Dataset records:
........

PR #27, opened 2022-04-13
project: add entrypoint, cmd and env properties

cmatsuoka:
Allow rockcraft projects to specify the entrypoint and cmd of the
generated OCI images, and define the container environment.

-----
CRAFT-811

### DIFF
--- a/docs/reference.rst
+++ b/docs/reference.rst
@@ -1,0 +1,66 @@
+*********
+Reference
+*********
+
+Rockcraft.yaml format
+=====================
+
+A Rockcraft project is defined in a YAML file named ``rockcraft.yaml``
+at the root of the project tree in the filesystem.
+
+
+Format specification
+--------------------
+
+.. code-block:: yaml
+
+  # The name of the ROCK project.
+  name: <name>
+  
+  # The project version, used as the container tag.
+  version: <version>
+  
+  # The system image and version the application will be layered on.
+  base: ubuntu:18.04 | ubuntu:20.04
+  
+  # (Optional) The system and version on top of which the application
+  # will be built. Defaults to base.
+  build-base: <base>
+  
+  # (Optional) The container entry point.
+  entrypoint: [<path>, ...]
+  
+  # (Optional) The container command line, used as arguments for
+  # entrypoint. If the entrypoint is not defined, the first item in
+  # the cmd list the command to execute.
+  cmd: [<arg>, ...]
+  
+  # (Optional) A list of keys and values defining the container's
+  # runtime environment variables.
+  env:
+    - <var name>: <value>
+  
+  # The parts used to build the application.
+  parts:
+    <part name>:
+      ...
+  
+
+Example
+-------
+
+.. code-block:: yaml
+
+  name: hello 
+  version: latest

........

● **About this exercise**: Go through the entries above and count the lines holding the word "version"; write nothing but the number.

● **Worked solution**: 5